The police look into leads all the time and a lot of them turn out to be
people totally unrelated to the matter, or people that have actually done no
wrong. But the police can't tell the future. They don't know ahead of time
which tip is legit and which one is a dead end. They go down a few dead ends
before finding the right one. Wouldn't it be nice if every thing was solved on
the very first lead or inquiry.

------
Mizza
"As Catalano wrote in her post, the investigators asked her husband pretty
innocuous questions:

> Where is he from? Where are his parents from? They asked about me, where was
> I, where do I work, where do my parents live. Do you have any bombs, they
> asked. Do you own a pressure cooker? My husband said no, but we have a rice
> cooker.
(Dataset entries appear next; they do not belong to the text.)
PR #7682, opened 2021-09-20
HostID Collision detection

mathewc:
Adding logic to detect host ID collisions in shared storage accounts. In Functions v3 this will log a warning when detected, and in v4 it will be an error.

Breaking change proposal for v4: https://github.com/Azure/Azure-Functions/issues/2049

### DIFF
--- a/src/WebJobs.Script/Host/HostIdValidator.cs
+++ b/src/WebJobs.Script/Host/HostIdValidator.cs
@@ -1,0 +1,201 @@
+﻿// Copyright (c) .NET Foundation. All rights reserved.
+// Licensed under the MIT License. See License.txt in the project root for license information.
+
+using System;
+using System.IO;
+using System.Threading.Tasks;
+using Azure;
+using Azure.Storage.Blobs;
+using Microsoft.Azure.WebJobs.Script.Properties;
+using Microsoft.Extensions.Logging;
+using Newtonsoft.Json;
+using IApplicationLifetime = Microsoft.AspNetCore.Hosting.IApplicationLifetime;
+
+namespace Microsoft.Azure.WebJobs.Script
+{
+    /// <summary>
+    /// Used to perform Host ID validation checks, ensuring that when hosts are sharing
+    /// a storage account, their computed IDs don't collide.
+    /// </summary>
+    /// <remarks>
+    /// <see cref="ScriptHostIdProvider"/> computes a Host ID and truncates it if needed to
+    /// ensure it's under length limits. For two different Function Apps, this can result in
+    /// both apps resolving to the same Host ID. This can cause problems if those apps share
+    /// a storage account. This class helps detect/prevent such cases.
+    /// </remarks>
+    public class HostIdValidator
+    {
+        public const string BlobPathFormat = "ids/usage/{0}";
+        private const LogLevel DefaultLevel = LogLevel.Warning;
+
+        private readonly IEnvironment _environment;
+        private readonly IAzureStorageProvider _storageProvider;
+        private readonly IApplicationLifetime _applicationLifetime;
+        private readonly HostNameProvider _hostNameProvider;
+        private readonly ILogger _logger;
+
+        private readonly object _syncLock = new object();
+        private bool _validationScheduled;
+
+        public HostIdValidator(IEnvironment environment, IAzureStorageProvider storageProvider, IApplicationLifetime applicationLifetime,
+            HostNameProvider hostNameProvider, ILogger<HostIdValidator> logger)
+        {
+            _environment = environment;
+            _storageProvider = storageProvider;
+            _applicationLifetime = applicationLifetime;
+            _hostNameProvider = hostNameProvider;
+            _logger = logger;
+        }
+
+        internal bool ValidationScheduled => _validationScheduled;
+
+        public virtual void ScheduleValidation(string hostId)
+        {
+            lock (_syncLock)
+            {
+                if (!_validationScheduled)
+                {
+                    // Schedule the validation to run asynchronously after a delay. This delay ensures
+                    // we're not impacting coldstart.
+                    Utility.ExecuteAfterColdStartDelay(_environment, () => Task.Run(() => ValidateHostIdUsageAsync(hostId)));
+                    _validationScheduled = true;
+                }
+            }
+        }
+
+        internal async Task ValidateHostIdUsageAsync(string hostId)
+        {
+            try
+            {
+                if (!_storageProvider.ConnectionExists(ConnectionStringNames.Storage))
+                {
+                    return;
+                }
+
+                HostIdInfo hostIdInfo = await ReadHostIdInfoAsync(hostId);
+
+                if (hostIdInfo != null)
+                {
+                    // an existing record exists for this host ID
+                    CheckForCollision(hostId, hostIdInfo);
+                }
+                else
+                {
+                    // no existing record, so write one, claiming this host ID for this host name
+                    // in this storage account
+                    hostIdInfo = new HostIdInfo
+                    {
+                        Hostname = _hostNameProvider.Value
+                    };
+                    await WriteHostIdAsync(hostId, hostIdInfo);
+                }
+            }
+            catch (Exception ex)
+            {
+                // best effort - log error and continue
+                _logger.LogError(ex, "Error validating host ID usage.");
+            }
+        }
+
+        private void CheckForCollision(string hostId, HostIdInfo hostIdInfo)
+        {
+            // verify the host name is the same as our host name
+            if (!string.Equals(_hostNameProvider.Value, hostIdInfo.Hostname, StringComparison.OrdinalIgnoreCase))
+            {
+                HandleCollision(hostId);
+            }
+        }
+
+        private void HandleCollision(string hostId)
+        {
+            // see if the user has specified a level, otherwise default
+            string value = _environment.GetEnvironmentVariable(EnvironmentSettingNames.FunctionsHostIdCheckLevel);
+            if (!Enum.TryParse<LogLevel>(value, out LogLevel level))
+            {
+                level = DefaultLevel;
+            }
+
+            string message = string.Format(Resources.HostIdCollisionFormat, hostId);
+            if (level == LogLevel.Error)
+            {
+                _logger.LogError(message);
+                _applicationLifetime.StopApplication();
+            }
+            else
+            {
+                // we only allow Warning/Error levels to be specified, so anything other than
+                // Error is treated as warning
+                _logger.LogWarning(message);
+            }
+        }
+
+        internal async Task WriteHostIdAsync(string hostId, HostIdInfo hostIdInfo)
+        {
+            try
+            {
+                var containerClient = _storageProvider.GetBlobContainerClient();
+                string blobPath = string.Format(BlobPathFormat, hostId);
+                BlobClient blobClient = containerClient.GetBlobClient(blobPath);
+                BinaryData data = BinaryData.FromObjectAsJson(hostIdInfo);
+                await blobClient.UploadAsync(data);
+
+                _logger.LogDebug($"Host ID record written (ID:{hostId}, HostName:{hostIdInfo.Hostname})");
+            }
+            catch (RequestFailedException rfex) when (rfex.Status == 409)
+            {
+                // Another instance wrote the blob between the time when we initially
+                // checked and when we attempted to write. Read the blob and validate it.
+                hostIdInfo = await ReadHostIdInfoAsync(hostId);
+                if (hostIdInfo != null)
+                {
+                    CheckForCollision(hostId, hostIdInfo);
+                }
+            }
+            catch (Exception ex)
+            {
+                // best effort
+                _logger.LogError(ex, "Error writing host ID info");
+            }
+        }
+
+        internal async Task<HostIdInfo> ReadHostIdInfoAsync(string hostId)
+        {
+            HostIdInfo hostIdInfo = null;
+
+            try
+            {
+                // check storage to see if a record already exists for this host ID
+                var containerClient = _storageProvider.GetBlobContainerClient();
+                string blobPath = string.Format(BlobPathFormat, hostId);
+                BlobClient blobClient = containerClient.GetBlobClient(blobPath);
+                var downloadResponse = await blobClient.DownloadAsync();
+                string content;
+                using (StreamReader reader = new StreamReader(downloadResponse.Value.Content))
+                {
+                    content = reader.ReadToEnd();
+                }
+
+                if (!string.IsNullOrEmpty(content))
+                {
+                    hostIdInfo = JsonConvert.DeserializeObject<HostIdInfo>(content);
+                }
+            }
+            catch (RequestFailedException exception) when (exception.Status == 404)
+            {
+                // no record stored for this host ID
+            }
+            catch (Exception ex)
+            {
+                // best effort
+                _logger.LogError(ex, "Error reading host ID info");
+            }
+
+            return hostIdInfo;
+        }
+
+        internal class HostIdInfo
+        {
+            public string Hostname { get; set; }
+        }
+    }
+}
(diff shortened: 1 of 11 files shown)


src/WebJobs.Script/Host/HostIdValidator.cs
```diff
@@ -0,0 +1,200 @@
...
+    /// <remarks>
+    /// <see cref="ScriptHostIdProvider"/> computes a Host ID and truncates it if needed to
+    /// ensure it's under length limits. For two different Function Apps, this can result in
+    /// both apps resolving to the same Host ID. This can cause problems if those apps share
+    /// a storage account. This class helps detect/prevent such cases.
+    /// </remarks>
+    public class HostIdValidator
+    {
+        public const string BlobPathFormat = "ids/usage/{0}";
+        private const LogLevel DefaultLevel = LogLevel.Warning;
```
mathewc, line 29: When this is merged to the v4 branch, we simply have to update this to default Error level.

src/WebJobs.Script/Properties/Resources.resx
```diff
@@ -164,4 +164,7 @@
   IsStopwatchHighResolution: {3}
 }}</value>
   </data>
+  <data name="HostIdCollisionFormat" xml:space="preserve">
+    <value>A collision for Host ID '{0}' was detected in the configured storage account. For more information, see https://aka.ms/functions-hostid-collision.</value>
```
mathewc, line 168: This aka.ms link doesn't exist yet. We'll need to add it.

src/WebJobs.Script/ScriptHostBuilderExtensions.cs
```diff
@@ -328,6 +328,8 @@ public static void AddCommonServices(IServiceCollection services)
             // to be careful with caching, etc. E.g. these services will get
             // initially created in placeholder mode and live on through the
             // specialized app.
+            services.AddSingleton<HostNameProvider>();
```
mathewc, line 331: My changes work when running the host normally, but some CI tests are failing for some reason seemingly due to the service changes made. Our tests have some complicated logic where they build the host in a custom way not using production builder codepaths. I'm debugging this.

src/WebJobs.Script/Host/HostIdValidator.cs
```diff
@@ -0,0 +1,198 @@
...
+            if (value != null && Enum.TryParse<LogLevel>(value, out LogLevel parsedLevel))
+            {
+                level = parsedLevel;
+            }
+
+            string message = string.Format(Resources.HostIdCollisionFormat, hostId);
+            if (level == LogLevel.Error)
+            {
+                _logger.LogError(message);
+                _applicationLifetime.StopApplication();
```
paulbatum, line 122: Just curious about the timing for this. Is it possible that some listeners would have started and some function executions are in progress by the time this StopApplication call is made? (I get that we don't want to block HTTP executions on this check to avoid cold start impact)

mathewc: Yes - to avoid coldstart impact we don't block startup on the check. So we're optimizing for apps with no issues - if an app does have a collision then yes, the hard failure will occur 10s after startup.

src/WebJobs.Script/Host/HostIdValidator.cs
```diff
@@ -0,0 +1,198 @@
...
+        public virtual void ScheduleValidation(string hostId, int validationDelaySeconds = 10)
+        {
+            lock (_syncLock)
+            {
+                if (!_validationScheduled)
+                {
+                    // Schedule the validation to run asynchronously after a delay. This delay ensures
+                    // we're not impacting coldstart, and also gives time for the primary host to be
+                    // identified.
+                    Utility.ExecuteAfterDelay(() => Task.Run(() => ValidateHostIdUsageAsync(hostId)), TimeSpan.FromSeconds(validationDelaySeconds));
```
fabiocav: Is there a reason for the `Task.Run` here?

src/WebJobs.Script/Host/HostIdValidator.cs
```diff
@@ -0,0 +1,198 @@
...
+        internal async Task ValidateHostIdUsageAsync(string hostId)
+        {
+            try
+            {
+                if (!_storageProvider.ConnectionExists(ConnectionStringNames.Storage))
+                {
+                    return;
+                }
+
+                var primaryHostStateProvider = _serviceProvider.GetScriptHostServiceOrNull<IPrimaryHostStateProvider>();
```
fabiocav: Should we move `IPrimaryHostStateProvider` to become an explicit dependency of this type? Getting this from the provider has some negative side-effects, including additional testing complexity.

src/WebJobs.Script/Host/HostIdValidator.cs
```diff
@@ -0,0 +1,198 @@
...
+                    return;
+                }
+
+                HostIdInfo hostIdInfo = await ReadHostIdInfoAsync(hostId);
+
+                if (hostIdInfo != null)
+                {
+                    // an existing record exists for this host ID
+                    // verify the host name is the same as our host name
+                    if (string.Compare(_hostNameProvider.Value, hostIdInfo.Hostname, StringComparison.OrdinalIgnoreCase) != 0)
```
fabiocav: nit: `string.Compare` -> `string.Equals`

src/WebJobs.Script/Host/HostIdValidator.cs
```diff
@@ -0,0 +1,198 @@
...
+
+        private void HandleCollision(string hostId)
+        {
+            // see if the user has specified a level, otherwise default
+            LogLevel level = DefaultLevel;
+            string value = _environment.GetEnvironmentVariable(EnvironmentSettingNames.FunctionsHostIdCheckLevel);
+            if (value != null && Enum.TryParse<LogLevel>(value, out LogLevel parsedLevel))
+            {
+                level = parsedLevel;
+            }
```
fabiocav:
```suggestion
            string value = _environment.GetEnvironmentVariable(EnvironmentSettingNames.FunctionsHostIdCheckLevel);
            if (!Enum.TryParse<LogLevel>(value, out LogLevel level))
            {
                level = DefaultLevel;
            }
```

src/WebJobs.Script/Host/HostIdValidator.cs
```diff
@@ -0,0 +1,198 @@
...
+
+        internal async Task WriteHostIdAsync(string hostId, HostIdInfo hostIdInfo)
+        {
+            try
+            {
+                var containerClient = _storageProvider.GetBlobContainerClient();
+                string blobPath = string.Format(BlobPathFormat, hostId);
+                BlobClient blobClient = containerClient.GetBlobClient(blobPath);
+                BinaryData data = BinaryData.FromObjectAsJson(hostIdInfo);
+                await blobClient.UploadAsync(data);
```
fabiocav, line 140: This overload will overwrite an existing blob if one exists, so that would cause a problem if another host had "claimed" the blob/storage. We should update this to use one of the overloads that throws if the blob exists (this would occur if there's a race condition and the blob was created by another app between the check and this write operation)

src/WebJobs.Script/Host/HostIdValidator.cs
```diff
@@ -0,0 +1,198 @@
...
+            }
+            catch (Exception ex)
```
fabiocav, line 154: After updating the overload to avoid overwriting the blob, we should handle the storage exception if the blob write fails and evaluate whether we need to shut this instance down (yes if the blob was written by another site, but we could repeat the check)

src/WebJobs.Script/Properties/Resources.resx
fabiocav: Do we have the docs page setup (or in progress)?

src/WebJobs.Script/Host/HostIdValidator.cs
```diff
@@ -0,0 +1,198 @@
...
+        private readonly IServiceProvider _serviceProvider;
+        private readonly IApplicationLifetime _applicationLifetime;
+        private readonly HostNameProvider _hostNameProvider;
+        private readonly ILogger _logger;
+
+        private readonly object _syncLock = new object();
+        private bool _validationScheduled;
+
+        public HostIdValidator(IEnvironment environment, IAzureStorageProvider storageProvider, IApplicationLifetime applicationLifetime,
+            HostNameProvider hostNameProvider, ILoggerFactory loggerFactory, IServiceProvider serviceProvider)
```
brettsam: Inject an `ILogger<HostIdValidator>` here instead of the factory (trying to get away from those custom categories we started with).

src/WebJobs.Script/Host/HostIdValidator.cs
```diff
@@ -0,0 +1,198 @@
...
+                // best effort
+                _logger.LogError(ex, "Error reading host ID info");
+            }
+
+            return hostIdInfo;
+        }
+
+        internal class HostIdInfo
+        {
+            public string Hostname { get; set; }
```
brettsam, line 198: Could this also include the untruncated host name so we can present a specific log to the customer about which app has claimed this account?

src/WebJobs.Script/Host/HostIdValidator.cs
```diff
@@ -0,0 +1,198 @@
...
+            else
+            {
+                // we only allow Warning/Error levels to be specified, so anything other than
+                // Error is treated as warning
+                _logger.LogWarning(message);
+            }
+        }
+
+        internal async Task WriteHostIdAsync(string hostId, HostIdInfo hostIdInfo)
+        {
```
brettsam, line 133: General question -- should we put a few more debug logs throughout here so we can track this should we need to? Examples -- when we write the blob, when we successfully validate? Mostly to ensure this is running as expected.

src/WebJobs.Script/Host/HostIdValidator.cs
mathewc: I need to kick off an asynchronous background task that isn't awaited. I could remove the Task.Run, and add inline #pragmas to ignore the unawaited task warnings, but this seems preferable.

src/WebJobs.Script/Host/HostIdValidator.cs
mathewc: The reason the code is like this is because IPrimaryHostStateProvider is a job host level service, registered [here](https://github.com/Azure/azure-webjobs-sdk/blob/206e194e03d82a101a6b5dffb7b4c3904730801d/src/Microsoft.Azure.WebJobs.Host/Hosting/WebJobsServiceCollectionExtensions.cs#L90), whereas ScriptHostIdProvider and HostNameProvider are WebHost level services. It can't be taken as a ctor param unfortunately.

src/WebJobs.Script/Host/HostIdValidator.cs
mathewc: No, the default for overwrite is false. This update will fail if the blob already exists.

src/WebJobs.Script/Host/HostIdValidator.cs
mathewc: The hostname isn't truncated, only the host ID is.

src/WebJobs.Script/Properties/Resources.resx
mathewc: No not yet. I think this can go in and the doc can come online later. Who owns the doc process - I've drafted up some content.

src/WebJobs.Script/Host/HostIdValidator.cs
mathewc: I added a debug log below when we write the host ID record. Not sure we want to log when we successfully validate - that might just be noise?

src/WebJobs.Script/Host/HostIdValidator.cs
mathewc: Done

src/WebJobs.Script/Host/HostIdValidator.cs
paulbatum: Got it. I am a little worried about side effects, like a large number of messages being written to poison queues, because the app is in a restart loop due to this error. For HTTP there is nothing we can/should do because we dont want to impact cold start. But for retriable event sources like queues, the impact of terminating the app 10 seconds after start could be a problem. I think it might be better to block listeners on this check, though not sure if that is going to be straightforward..

mathewc: Http processing for the host is gated on all hosted services starting. The hosted service WebJobsScriptHostService is responsible for starting the job host (and starting the listeners) and the host is started [here](https://github.com/Azure/azure-functions-host/blob/4764c25d885cdfb1d84af3b80861b181ce658faa/src/WebJobs.Script.WebHost/WebJobsScriptHostService.cs#L292). If we were to change that service to only start the JobHost _after_ the host ID check it would ensure we only start listeners after the ID is validated, however all apps would then be paying a coldstart cost (both for http, as well as background triggers since their startup is delayed). Given the lengths we've went to recently to remove all such storage calls off the startup path, I don't think we want to regress this.

A compromise/improvement I can make is to remove the IsPrimary check which will allow me to reduce the delay on this check to our standard coldstart delay of 5s, which minimizes how long the host is allowed to run before the issue is discovered. That does mean all instances will be doing the check, but that's not a huge problem.

paulbatum: yeah I agree this can't be part of the http startup path.

For now I'm going to assume we just don't have the code structured in a way that can allow a sequence where 1) http listener starts, 2) checks run, 3) other listeners start.. I get that we only have a limited amount of time to put this check in and we can't be engaging in larger refactorings right now..

I do not think the 5 seconds vs 10 seconds will make much of a difference. Either way its enough time for us to pull a bunch of messages of queues, start processing user code, and then terminate. 

Even with this potential problem, I still think the change is worth it. Just wanted to make sure we talked it through.

paulbatum: Actually wait a minute..your comment about IsPrimary makes me wonder.. why are we checking that? Lets say the customer has configured the app to run on an app service plan with 3 instances.. are you saying the primary will shutdown, but the other two instances will run?

mathewc: Ha good point - yeah you're right :) IsPrimary made sense when this was just an error log, but once we moved to host shutdown, clearly we need shutdown to happen on all instances. I'll remove the IsPrimary check.

src/WebJobs.Script/Host/HostIdValidator.cs
mathewc: Removed the IsPrimary check

brettsam (approved):

src/WebJobs.Script/Host/HostIdValidator.cs
fabiocav: Are you sure? According to the docs, that isn't the case with this overload (it's inconsistent with some others): https://docs.microsoft.com/en-us/dotnet/api/azure.storage.blobs.blobclient.uploadasync?view=azure-dotnet#Azure_Storage_Blobs_BlobClient_UploadAsync_System_BinaryData_

It's possible the docs are wrong, it looks like this will overwrite an existing blob.

src/WebJobs.Script/Host/HostIdValidator.cs
fabiocav: With the language version we're using, we should be able to use a discard, right?

src/WebJobs.Script/Properties/Resources.resx
mathewc: I've created the aka.ms link and have pointed it to a wiki page that is now in progress.

src/WebJobs.Script/Host/HostIdValidator.cs
mathewc: Yes I'm sure. It results in a 409. Please give it a try.

fabiocav: I believe you :) Looks like just bad docs.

Can you make a bomb with that? … Have you ever looked up how to make
> a pressure cooker bomb?"

In what world does a police anti-terrorism task force coming in to your home
and asking if your home cooking implements are to be used to make a bomb
designed to kill and maim constitute "innocuous questions?"

------
codezero
I can't imagine anyone would get a visit from law enforcement for posting a
picture of fireworks on July 4th.

------
joshdance
Another data point in this story.
[https://plus.google.com/112961607570158342254/posts/FWAVRVaN...](https://plus.google.com/112961607570158342254/posts/FWAVRVaN64h)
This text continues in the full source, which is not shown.